本題はLambdaでIAM認証がかかったAPIを叩く方法からですので、コードだけ知りたいよ、という方はこちらからどうぞ。
API Gatewayで利用できる認証方法
API Gatewayで利用可能な認証方法にはいくつかあります。REST API、HTTP APIの両方に共通している認証方法として、 ①Lambdaオーソライザー ②JWT オーソライザー ③標準のAWS IAMロールとポリシーの3つがあります。
③については、AWSコンソール上では「IAM認証、IAM(組み込み型)」(HTTP API)、「認可:AWS_IAM」(REST API)と表記されます。
REST APIでは使用量プランが利用でき、x-api-key
ヘッダーにAPIキーを含めることで認証のようなことが可能ですが、AWSは推奨していません。

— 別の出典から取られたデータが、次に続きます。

PR #1406, opened 2026-05-12
Fix DC voltage initialisation

bperr:

Bug fix: In the previous version, the AC/DC load flow could fail for DC bipolar networks if the order of DC nodes connected to a converter (i.e. which DC node is declared as DC node 1 and which DC node is declared as DC node 2) was not choosen adequately. 

In the bipolar network below, DC bus 2 (in black) is considered as the second DC bus of converter 1 (see red numbers). Thus, its voltage is initialised at 0 pu. Similarly, DC bus 3 is initialised at 0 pu. This cause non-convergence of the load flow as two DC bus connected to the same converters cannot have the save voltage (this leads to division by zero in the converter equations)
image

DC voltage initialisation is properly handle to ensure DC buses connected to a convverter are initialised with different voltage values. DC buses which are not connected to any converter have no such constraints. Furthermore, the initial voltage value itself has no impact on the load flow result.

- [x] Yes
- [ ] No

The `LfDcBus` interface has been updated:
- Methods `setNeutralPole()` and `isNeutralPole()` have been removed.

The `VoltageInitializer` interface has been updated:
- Method `double getMagnitude(LfDcBus dcBus)` has been renamed to `double getDcVoltage(LfDcBus dcBus)` as *magnitude* refers to a positive value which may not be the case for DC buses

The interfaces `LfAcDcConverter` and `LfVoltageSourceConverter` have been updated
- The method `double getTargetVac()` has been moved from `LfAcDcConverter` to `LfVoltageSourceConverter` as this makes sens only in the case of VSC (not LCC)
- Method `getLossFactors()` now returns a record class `LossFactors` instead of a `List` as we explicitely know there is only three losses factors.

**Other information**:


src/main/java/com/powsybl/openloadflow/network/LfDcBus.java
```diff
@@ -16,9 +16,11 @@ public interface LfDcBus extends LfElement {
...
 
-    boolean isNeutralPole();
+    boolean isInitialVoltageSet();
 
-    void setNeutralPole(boolean isNeutralPole);
+    void setInitialVoltage(double v);
+
+    double getInitialVoltage();
 
     double getNominalV();
```
SGI-Landry, line 29: It would be great to document the interface, and it's probably not so difficult.

src/test/java/com/powsybl/openloadflow/acdc/AcDcBipolarTest.java
```diff
@@ -429,4 +434,52 @@ void testBipolarModelWithoutMetallicReturn() {
...
+            Arguments.of("C13", true, true, false, false),
+            Arguments.of("C14", true, true, false, true),
+            Arguments.of("C15", true, true, true, false),
+            Arguments.of("C16", true, true, true, true)
+        );
+    }
+
+    @ParameterizedTest
+    @MethodSource("bipolarFourConvAllVdcAndSwapCases")
+    void testDifferentVoltageInitialisation(String testCaseId, boolean swapOrder1, boolean swapOrder2, boolean swapOrder3, boolean swapOrder4) {
```
SGI-Landry, line 472: This tests precisely what we want to fix. Thanks!

src/main/java/com/powsybl/openloadflow/network/util/UniformValueVoltageInitializer.java
```diff
@@ -36,10 +36,11 @@ public double getAngle(LfBus bus) {
     }
 
     public double getMagnitude(LfDcBus dcBus) {
```
SGI-Landry: The name of this method is inaccurate, because for DC buses voltage (relative) matter rather than magnitude (non-negative). What about taking this opportunity to change it?

src/main/java/com/powsybl/openloadflow/network/LfDcBus.java
```diff
@@ -16,9 +16,11 @@ public interface LfDcBus extends LfElement {
 
     void setV(double v);
 
-    boolean isNeutralPole();
+    boolean isInitialVoltageSet();
 
-    void setNeutralPole(boolean isNeutralPole);
+    void setInitialVoltage(double v);
+
+    double getInitialVoltage();
```
SGI-Landry: It sounds to me that _initial voltage_ is a property of the initialization rather than a property of the bus, i.e. data you will throw away as soon as initialization is done. This logic should likely be put in the initializer UniformValueVoltageInitializer.

It looks like what you really need is to keep track of what DC bus voltage is already set or not. For this you can probably use a HashSet in UniformValueVoltageInitializer::prepare. Then in the initializer you can probably just use LfDcBus::setV to set the initial voltage. If it does not work, you can connect the LfDcBus to its initial voltage value with a local map. This will avoid extending the LfDcBus interface.

src/main/java/com/powsybl/openloadflow/network/impl/AbstractLfAcDcConverter.java
```diff
@@ -49,10 +49,23 @@ public abstract class AbstractLfAcDcConverter extends AbstractElement implements
...
+            dcBus1.setInitialVoltage(1);
+            dcBus2.setInitialVoltage(0);
+        } else if (dcBus1.isInitialVoltageSet() && !dcBus2.isInitialVoltageSet()) {
+            // Complement ensures the two DC buses get distinct values
+            dcBus2.setInitialVoltage(1 - dcBus1.getInitialVoltage());
+        } else if (!dcBus1.isInitialVoltageSet()) {
+            // Complement ensures the two DC buses get distinct values
+            dcBus1.setInitialVoltage(1 - dcBus2.getInitialVoltage());
+        }
+        // else: both already set by a previous converter, nothing to do
```
SGI-Landry: Logic and algorithms don't belong in constructors.
Doing this defeats the purpose of OOP for `VoltageInitializer`. This logic belongs in `UniformValueVoltageInitializer::prepare`.

src/main/java/com/powsybl/openloadflow/network/impl/AbstractLfDcBus.java
```diff
@@ -21,7 +23,8 @@ public abstract class AbstractLfDcBus extends AbstractElement implements LfDcBus
 
     protected final double nominalV;
 
-    protected boolean isNeutralPole = false;
+    // Initial voltage used by the UniformValueVoltageInitializer. Only set for DC buses connected to a converter.
+    private Double initialVoltage = null;
```
SGI-Landry: Not needed (see other comments).

src/main/java/com/powsybl/openloadflow/network/impl/AbstractLfDcBus.java
```diff
@@ -50,12 +53,18 @@ public double getNominalV() {
...
+        Objects.requireNonNull(initialVoltage);
+        return initialVoltage;
     }
 
     @Override
-    public void setNeutralPole(boolean isNeutralPole) {
-        this.isNeutralPole = isNeutralPole;
+    public boolean isInitialVoltageSet() {
+        return initialVoltage != null;
     }
```
SGI-Landry: Not needed.

src/main/java/com/powsybl/openloadflow/network/impl/AbstractLfDcBus.java
```diff
@@ -21,7 +23,8 @@ public abstract class AbstractLfDcBus extends AbstractElement implements LfDcBus
```
SGI-Landry: Can you please use this opportunity to document the unit of this protected attribute?

src/main/java/com/powsybl/openloadflow/network/impl/AbstractLfDcBus.java
```diff
@@ -12,6 +12,8 @@
 import com.powsybl.openloadflow.network.LfDcBus;
 import com.powsybl.openloadflow.network.LfNetwork;
 
+import java.util.Objects;
+
 /**
  * @author Denis Bonnand {@literal <denis.bonnand at supergrid-institute.com>}
  */
```
SGI-Landry, line 17: Not sure of the added value of this AbstractClass? Do we plan to add more DC bus implementations?

src/test/java/com/powsybl/openloadflow/network/AcDcNetworkFactory.java
```diff
@@ -2218,4 +2218,81 @@ public static Network createBipolarModelWithoutMetallicReturn() {
...
+     *  |    conv3 DC1----dl14----DC4----dl47----DC7 conv7   |
+     *  |    conv1-|                               |-conv5   |
+     *  AC1 -|     DC2----dl25----DC5----dl58----DC8     |- AC2
+     *  |    conv2-|               g               |-conv6   |
+     *  |    conv4 DC3----dl36----DC6----dl69----DC9 conv8   |
+     *  |                                                    |
+     *  |--------------l12-----------------------------------|
+     * </pre>
+     * @param id: Name of the network test case
+     * @param swapOrder1 : Whether converter conv1 DC nodes should be DC1 and DC2 or DC2 and DC1
```
SGI-Landry, line 2234: This is very clear, thanks for this accurate and relevant comment.

SGI-Landry (commented):
Hello @bperr,
Thanks for this activity.
- The test is exactly what we want.
- The initialization logic should be removed from LfDcBus and AbstractLfAcDcConverter and put in the initializer.
- You can use this opportunity to enhance existing comments and do a small refactoring.

src/main/java/com/powsybl/openloadflow/network/util/UniformValueVoltageInitializer.java
bperr: Renamed to getDcVoltage

src/main/java/com/powsybl/openloadflow/network/LfDcBus.java
bperr: All logic has been moved to UniformValueVoltageInitializer prepare method, using a local map

bperr:
@SGI-Landry I added docstrings for DC components interface. Could you check this too ?
By the way I realised the method `getTargetVac()` in `LfAcDcConverter` belongs rather to `LfVoltageSourceConverter` as this is not valid for a LCC. I updated the interface and classes accordingly

src/main/java/com/powsybl/openloadflow/network/util/UniformValueVoltageInitializer.java
```diff
@@ -11,18 +11,43 @@
...
     public void prepare(LfNetwork network, ReportNode reportNode) {
         Reports.reportVoltageInitializer(reportNode, NAME);
+
+        // We need to ensure that two LfDcBuses connected to the same converter are initialized with different voltage
+        // values. There is no such constraints for other LfDcBuses.
+        for (LfVoltageSourceConverter converter : network.getVoltageSourceConverters()) {
+            LfDcBus dcBus1 = converter.getDcBus1();
+            LfDcBus dcBus2 = converter.getDcBus2();
+
+            if (!dcBusInitialVoltage.containsKey(dcBus1) && !dcBusInitialVoltage.containsKey(dcBus2)) {
```
SGI-Landry, line 42: This is up to 6 lookups in `dcBusInitialVoltage` which is mildly inefficient. I don't think this is an issue here and at least this is very clear, all the more as lookup is O(1), but let's keep it in mind.

src/main/java/com/powsybl/openloadflow/network/util/UniformValueVoltageInitializer.java
```diff
@@ -11,18 +11,43 @@
...
+                dcBusInitialVoltage.put(dcBus1, 1.0);
+                dcBusInitialVoltage.put(dcBus2, 0.0);
+            } else if (dcBusInitialVoltage.containsKey(dcBus1) && !dcBusInitialVoltage.containsKey(dcBus2)) {
+                // Complement ensures the two DC buses get distinct values
+                dcBusInitialVoltage.put(dcBus2, 1.0 - dcBusInitialVoltage.get(dcBus1));
+            } else if (!dcBusInitialVoltage.containsKey(dcBus1)) {
+                // Complement ensures the two DC buses get distinct values
+                dcBusInitialVoltage.put(dcBus1, 1.0 - dcBusInitialVoltage.get(dcBus2));
+            }
+            // else: both already set by a previous converter, nothing to do
```
SGI-Landry: There may be an edge case when both buses are set to the same value because of other converters. This happens in the contrived case where we have 3 VSC in a triangular configuration, and sharing their buses. Or if a VSC is shorted by mistake.

Still, I suggest that an exception is raised. This will at least help diagnose the contrived edge case if it happens.

src/main/java/com/powsybl/openloadflow/network/util/UniformValueVoltageInitializer.java
```diff
@@ -35,11 +60,9 @@ public double getAngle(LfBus bus) {
...
     }
 
-    public double getMagnitude(LfDcBus dcBus) {
-        if (dcBus.isNeutralPole()) {
-            return 0.0;
-        }
-        return 1.0;
+    @Override
+    public double getDcVoltage(LfDcBus dcBus) {
+        return dcBusInitialVoltage.getOrDefault(dcBus, 1.0);
```
SGI-Landry, line 79: So the algorithm is
- initialize voltage of DC buses of all VSCs.
- all DC buses that are not connected to VSCs are initialized with V = 1 pu.
Can you please explicitly document it in the class Javadoc?

It looks like this behavior should also be tested, since the class is public and the behavior is selectable through parameters. What do you think?

src/main/java/com/powsybl/openloadflow/network/LfAcDcConverter.java
```diff
@@ -17,39 +17,102 @@
...
-
+    /**
+     * Get the three losses factors of the converter.
+     * 1. idle losses: losses independent of the DC current. In MW.
+     * 2. switching losses: losses proportional to the DC current. In MW/A.
+     * 3. resistive losses: losses proportional to the current squared. In Ohm.
+     *
+     * @return The three loss factor of the converter.
+     */
     List<Double> getLossFactors();
```
SGI-Landry: This is a poor man's 3-uple and a code smell because it relies on a brittle rule of size and order between `LfAcDcConverter` and `AbstractConverterDcCurrentEquationTerm`.  Can we please discuss this?

src/main/java/com/powsybl/openloadflow/network/LfAcDcConverter.java
```diff
@@ -17,39 +17,102 @@
...
 
+    /**
+     * @return The converter control mode.
+     */
     AcDcConverter.ControlMode getControlMode();
 
+    /**
+     * @return the active power on the AC side of the converter in per unit.
+     */
     double getPac();
```
SGI-Landry, line 89: It can be a right place where to remind sign convention.

src/main/java/com/powsybl/openloadflow/network/LfAcDcConverter.java
```diff
@@ -17,39 +17,102 @@
  */
 public interface LfAcDcConverter extends LfElement {
```
SGI-Landry, line 16: Thanks, the Javadoc really helps. What about reminding sign conventions?

By the way, I am wondering if we expect alternative loss models at some point.

src/main/java/com/powsybl/openloadflow/network/LfDcLine.java
```diff
@@ -14,21 +14,56 @@
...
 
+    /**
+     * @return The resistance of the DC line in Ohm.
+     */
     double getR();
 
+    /**
+     * @param i1 evaluable computing the current at side one of the DC line in per unit.
+     */
     void setI1(Evaluable i1);
```
SGI-Landry, line 35: Don't we rather need to specify the direction rather than the line end? i.e. entering/leaving the line in bus 1.

src/main/java/com/powsybl/openloadflow/network/LfDcLine.java
```diff
@@ -14,21 +14,56 @@
...
 
+    /**
+     * @param i2 evaluable computing the current at side two of the DC line in per unit.
+     */
     void setI2(Evaluable i2);
 
+    /**
+     * @param p1 evaluable computing the power at side one of the DC line in per unit.
+     */
     void setP1(Evaluable p1);
```
SGI-Landry, line 45: Same about specifying direction convention.

src/main/java/com/powsybl/openloadflow/network/LfVoltageSourceConverter.java
```diff
@@ -12,7 +12,18 @@
  */
 public interface LfVoltageSourceConverter extends LfAcDcConverter {
 
+    /**
+     * @return whether the voltage source converter controls AC voltage magnitude or reactive power.
+     */
     boolean isVoltageRegulatorOn();
```
SGI-Landry, line 18: Can you please specify what `true` and `false` respectively mean?

src/main/java/com/powsybl/openloadflow/network/LfVoltageSourceConverter.java
```diff
@@ -12,7 +12,18 @@
  */
 public interface LfVoltageSourceConverter extends LfAcDcConverter {
```
SGI-Landry, line 13: It would make sense to me to explain the sign convention in the interface Javadoc.

src/test/java/com/powsybl/openloadflow/acdc/AcDcBipolarTest.java
```diff
@@ -429,4 +434,52 @@ void testBipolarModelWithoutMetallicReturn() {
...
+        // The purpose of this test is to ensure the network definition, and especially which DC node is set as DC node1
+        // or DC node 2 of a converter has no impact on the load flow result (as long as the targetVdc are defined
+        // consistently with that order.
+
+        // Create network and run load flow
+        Network network = AcDcNetworkFactory.createFourConvertersBipole(testCaseId, swapOrder1, swapOrder2, swapOrder3, swapOrder4);
```
SGI-Landry: Can you please take the SonarQube warning into account?

SGI-Landry (changes requested):
This is much better, especially with the added documentation. Can you please add sign conventions?

Also there are a few code smells from the previous activity. It would be a good idea to record them and plan to fix them while it's still fresh.

src/main/java/com/powsybl/openloadflow/network/util/UniformValueVoltageInitializer.java
bperr: A dedicated unit test has been added

src/main/java/com/powsybl/openloadflow/network/LfAcDcConverter.java
bperr: Replaced List by Triple

src/main/java/com/powsybl/openloadflow/network/LfDcLine.java
```diff
@@ -14,21 +14,56 @@
  */
 public interface LfDcLine extends LfElement {
 
+    /**
+     * @return The LfDcBus one side one of the DC line
```
SGI-Landry: Typo

```suggestion
     * @return The LfDcBus on side one of the DC line
```

src/main/java/com/powsybl/openloadflow/network/LfDcLine.java
```diff
@@ -14,21 +14,56 @@
...
+     */
     LfDcBus getDcBus1();
 
+    /**
+     * @return The LfDcBus one side two of the DC line
```
SGI-Landry: Typo

```suggestion
     * @return The LfDcBus on side two of the DC line
```

src/main/java/com/powsybl/openloadflow/network/LfDcLine.java
```diff
@@ -14,21 +14,56 @@
...
+     */
     void setI2(Evaluable i2);
 
+    /**
+     * @param p1 evaluable computing in per unit the power entering the DC line in DC bus 1.
+     */
     void setP1(Evaluable p1);
 
+    /**
+     * @param p2 evaluable computing in per unit the power entering the DC line in DC bus 1.
```
SGI-Landry: Typo

```suggestion
     * @param p2 evaluable computing in per unit the power entering the DC line in DC bus 2.
```

src/main/java/com/powsybl/openloadflow/network/LfDcLine.java
```diff
@@ -14,21 +14,56 @@
...
+     */
     void setP2(Evaluable p2);
 
+    /**
+     * Update the DC line state after the load flow.
```
SGI-Landry, line 53:
```suggestion
     * Update the DC line state.
```
Do you have a specific reason to assume this is after the load flow computation, or can we un-specify this?

src/main/java/com/powsybl/openloadflow/network/LfDcLine.java
```diff
@@ -14,21 +14,56 @@
...
+     *
+     * @param parameters   Parameters of state update.
+     * @param updateReport report of connected/disconnected branches and open/closed switch count.
+     */
     void updateState(LfNetworkStateUpdateParameters parameters, LfNetworkUpdateReport updateReport);
 
+    /**
+     * Update the DC line terminals current and power at the end of the load flow.
```
SGI-Landry, line 61:
```suggestion
     * Update the DC line terminals current and power.
```
Same as above.

src/main/java/com/powsybl/openloadflow/ac/equations/dcnetwork/AbstractConverterDcCurrentEquationTerm.java
```diff
@@ -39,7 +40,7 @@ public abstract class AbstractConverterDcCurrentEquationTerm extends AbstractEle
 
     protected final double resistiveLoss;
 
-    protected List<Double> lossFactors;
+    protected Triple<Double, Double, Double> lossFactors;
```
SGI-Landry: No need to use a member variable. This can be local to the constructor.

src/main/java/com/powsybl/openloadflow/ac/equations/dcnetwork/AbstractConverterDcCurrentEquationTerm.java
```diff
@@ -63,9 +64,9 @@ protected AbstractConverterDcCurrentEquationTerm(LfVoltageSourceConverter conver
         dcNominalV = nominalV;
         this.dcBus1 = dcBus1;
         this.dcBus2 = dcBus2;
-        this.idleLoss = lossFactors.get(0) / PerUnit.SB;
-        this.switchingLoss = lossFactors.get(1) * 1000d / nominalV;
-        this.resistiveLoss = lossFactors.get(2) / PerUnit.zb(nominalV);
+        this.idleLoss = lossFactors.getLeft() / PerUnit.SB;
```
SGI-Landry: idleLoss, switchingLoss and resistiveLoss are not used in the parent abstract class, so no code is factored. Would it make sense to put them in ConverterDcCurrentEquationTerm?

Additionnally this makes it possible to use other loss models later on.

src/main/java/com/powsybl/openloadflow/network/util/UniformValueVoltageInitializer.java
```diff
@@ -7,22 +7,53 @@
...
+            } else if (dcBusInitialVoltage.containsKey(dcBus1) && !dcBusInitialVoltage.containsKey(dcBus2)) {
+                // Complement ensures the two DC buses get distinct values
+                dcBusInitialVoltage.put(dcBus2, 1.0 - dcBusInitialVoltage.get(dcBus1));
+            } else if (!dcBusInitialVoltage.containsKey(dcBus1)) {
+                // Complement ensures the two DC buses get distinct values
+                dcBusInitialVoltage.put(dcBus1, 1.0 - dcBusInitialVoltage.get(dcBus2));
+            } else {
+                // Both have been already set by a previous converter, nothing to do
+                if (Objects.equals(dcBusInitialVoltage.get(dcBus1), dcBusInitialVoltage.get(dcBus2))) {
+                    throw new PowsyblException("Could not initialize DC bus voltage properly");
```
SGI-Landry: Thanks for putting the check.

Can you please make the message a bit more informative?

src/main/java/com/powsybl/openloadflow/network/impl/AbstractLfAcDcConverter.java
```diff
@@ -49,12 +46,11 @@ public abstract class AbstractLfAcDcConverter extends AbstractElement implements
...
     protected AbstractLfAcDcConverter(AcDcConverter<?> converter, LfNetwork network, LfDcBus dcBus1, LfDcBus dcBus2, LfBus bus1) {
         super(network);
+
         this.dcBus1 = dcBus1;
         this.dcBus2 = dcBus2;
-        // By convention, the dcBus2 is supposed to be the neutral layer, it is just needed for voltage initialization
-        dcBus2.setNeutralPole(true);
         this.bus1 = bus1;
-        this.lossFactors = List.of(converter.getIdleLoss(), converter.getSwitchingLoss(), converter.getResistiveLoss());
+        this.lossFactors = Triple.of(converter.getIdleLoss(), converter.getSwitchingLoss(), converter.getResistiveLoss());
```
SGI-Landry: Still not fond of Triple (as opposed to a record) but maybe it's simpler.

src/main/java/com/powsybl/openloadflow/network/util/UniformValueVoltageInitializer.java
```diff
@@ -7,22 +7,53 @@
...
  */
 public class UniformValueVoltageInitializer implements VoltageInitializer {
 
     public static final String NAME = "Uniform Values";
 
+    private final Map<LfDcBus, Double> dcBusInitialVoltage = new HashMap<>();
+
     @Override
     public void prepare(LfNetwork network, ReportNode reportNode) {
         Reports.reportVoltageInitializer(reportNode, NAME);
```
SGI-Landry, line 33: What about clearing dcBusInitialVoltage first ? This will ensure we always get to the same state after calling prepare().

src/main/java/com/powsybl/openloadflow/network/LfAcDcConverter.java
```diff
@@ -9,47 +9,116 @@
...
     double getQac();
 
+    /**
+     * @param qac the reactive power on the AC side of the converter in per unit.
+     *            Positive value means the power flows from AC network to DC network.
+     */
     void setQac(double qac);
 
+    /**
+     * Update the AC/DC converter state after the load flow.
```
SGI-Landry, line 110: why "after the load flow"?

src/main/java/com/powsybl/openloadflow/network/LfAcDcConverter.java
```diff
@@ -9,47 +9,116 @@
...
+     *
+     * @param parameters   Parameters of state update.
+     * @param updateReport report of connected/disconnected branches and open/closed switch count.
+     */
     void updateState(LfNetworkStateUpdateParameters parameters, LfNetworkUpdateReport updateReport);
 
+    /**
+     * Update the DC line terminals current and power at the end of the load flow.
```
SGI-Landry, line 118: Likewise, why at the end of the load flow computation?

SGI-Landry (changes requested):
Thanks, many enhancements already, especially for the place where initialization takes place and for the documentation of sign conventions and units. Still a few small points to fix.

src/main/java/com/powsybl/openloadflow/network/LfDcLine.java
bperr: The only usage of current implementation is performed after the load flow as the goal of this method is to update the attributes of the original `DcLine` (i.e. from iidm not a `LfDcLine`)

src/main/java/com/powsybl/openloadflow/ac/equations/dcnetwork/AbstractConverterDcCurrentEquationTerm.java
bperr: I don't see any problem moving them to the child class.

src/main/java/com/powsybl/openloadflow/network/impl/AbstractLfAcDcConverter.java
bperr: I defined the record inside the LfAcDcConverter interface

src/main/java/com/powsybl/openloadflow/ac/equations/dcnetwork/AbstractConverterDcCurrentEquationTerm.java
bperr: As the three loss factors are defind in the LfAcDcConverter interface, I do not think we can use other loss models

bperr:
@SylvestreSakti @jeandemanged This PR is mainly a bug fix. 
In some cases, the voltage of DC Bus was poorly initialised which caused non-convergence. This was especially true for bipolar links where converter had to be created in a specific way (the neutral node had to be the `dcBus2` for both converters). With this PR there is no more such constraints.

src/test/java/com/powsybl/openloadflow/ac/UniformValueVoltageInitializerTest.java
jeandemanged, line 1: header and author

jeandemanged (commented):
thank you, one minor comment

src/main/java/com/powsybl/openloadflow/ac/equations/dcnetwork/ConverterDcCurrentEquationTerm.java
```diff
@@ -20,8 +21,17 @@
  */
 public class ConverterDcCurrentEquationTerm extends AbstractConverterDcCurrentEquationTerm {
 
+    private final double idleLoss;
+
+    private final double switchingLoss;
+
+    private final double resistiveLoss;
+
```
SylvestreSakti, line 29: Just to know, what is the reason to move these variables from `AbstractConverterDcCurrentEquationTerm` to `ConverterDcCurrentEquationTerm` ? (is it due to a future development of LCC that would not use the same losses ?)

src/main/java/com/powsybl/openloadflow/network/util/UniformValueVoltageInitializer.java
```diff
@@ -7,22 +7,55 @@
...
+                dcBusInitialVoltage.put(dcBus2, 0.0);
+            } else if (dcBusInitialVoltage.containsKey(dcBus1) && !dcBusInitialVoltage.containsKey(dcBus2)) {
+                // Complement ensures the two DC buses get distinct values
+                dcBusInitialVoltage.put(dcBus2, 1.0 - dcBusInitialVoltage.get(dcBus1));
+            } else if (!dcBusInitialVoltage.containsKey(dcBus1)) {
+                // Complement ensures the two DC buses get distinct values
+                dcBusInitialVoltage.put(dcBus1, 1.0 - dcBusInitialVoltage.get(dcBus2));
+            } else {
+                // Both have been already set by a previous converter, nothing to do
+                if (Objects.equals(dcBusInitialVoltage.get(dcBus1), dcBusInitialVoltage.get(dcBus2))) {
```
SylvestreSakti, line 53: Question about the algorith itself: Isn't this exception a real case that could happen ? Since only two values of initialization are possible (0 kV and 1 kV), what happens if a DC Bus is connected to more than 2 converters with already set values (that probably never happens... but asking the question in case)

Another algorithm idea that I suggest since any value of voltage is ok (only if we want to avoid that, but maybe it's not necessary, or maybe it's a bad idea 😄  ):


```        dcBusInitialVoltage.clear();
        for (LfDcBus dcBus : network.getDcBuses()) {
            dcBusInitialVoltage.put(dcBus, 1.0);
        }
        for (LfVoltageSourceConverter converter : network.getVoltageSourceConverters()) {
            LfDcBus dcBus1 = converter.getDcBus1();
            LfDcBus dcBus2 = converter.getDcBus2();
            double v1 = dcBusInitialVoltage.get(dcBus1);
            double v2 = dcBusInitialVoltage.get(dcBus2);
            // Applying operation that ensures the voltages are different
            dcBusInitialVoltage.put(dcBus1, 2 * v1 + 1);
            dcBusInitialVoltage.put(dcBus2, 2 * v2);
        }
```

SylvestreSakti (dismissed):
Thanks for all the javadoc methods that make it more clear ! A small algorithm suggestion, but your proposition may already be satisfying, so I approve this PR.

src/main/java/com/powsybl/openloadflow/ac/equations/dcnetwork/ConverterDcCurrentEquationTerm.java
bperr: No, it is simply that the abstract class did not use it.

src/main/java/com/powsybl/openloadflow/network/util/UniformValueVoltageInitializer.java
bperr: I don't foresee any realistic cases where a converter has DC buses with invalid set values. We can think of some odd-topologies that causes the algorithm to fail but I think we can consider this out of scope.

For reference purpose, I already implemented a test with a DC buses connected to more than 2 converters (`testDifferentVoltageInitialisation` in `AcDcBipolarTest.java`)

SGI-Landry: @SylvestreSakti the values are in pu. Each pole of a VSC should be connected either to positive, negative or neutral line. Conflicts are expected to occur where a line is connected to another one with different polarity. This looks odd enough to declare this exceptional. If this assumption is wrong, we can also use pseudo-random values.

SGI-Landry (dismissed):
Good for me.

SylvestreSakti (approved):

jeandemanged (approved):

API キーを、API へのアクセスを制御するための認証または認可に使用しないでください。使用量プランに複数の API がある場合、その使用量プランの 1 つの API に対して有効な API キーを持つユーザーは、その使用量プランのすべての API にアクセスできます。代わりに、API へのアクセスを制御するには、IAM ロール、Lambda オーソライザー、または Amazon Cognito ユーザープールを使用します。
https://docs.aws.amazon.com/ja_jp/apigateway/latest/developerguide/api-gateway-api-usage-plans.html
IAM認証をかけると認証なしのリクエストはエラーとなる
認証が不要なAPI(パブリックAPI)は基本的に外部に公開されているものになるので、URLさえ分かれば誰でもAPIを叩くことが可能です。(XXXXXXXXX はAPI作成時に生成されるランダムな文字列です)
REST APIでサンプルAPIを作成しました。何も認証がなければcurl等でAPIを叩くことが可能です。
$ curl -X GET "https://XXXXXXXXX.execute-api.ap-northeast-1.amazonaws.com/dev/"
<html>
<head>
(中略)
{
"type" : "cat",
"price" : 123.11
}
</pre>
</body>
</html>%
ここにIAM認証を設定してみます。
REST APIの場合は認証を設定したいリソースを選択した上で、メソッドリクエストを編集します。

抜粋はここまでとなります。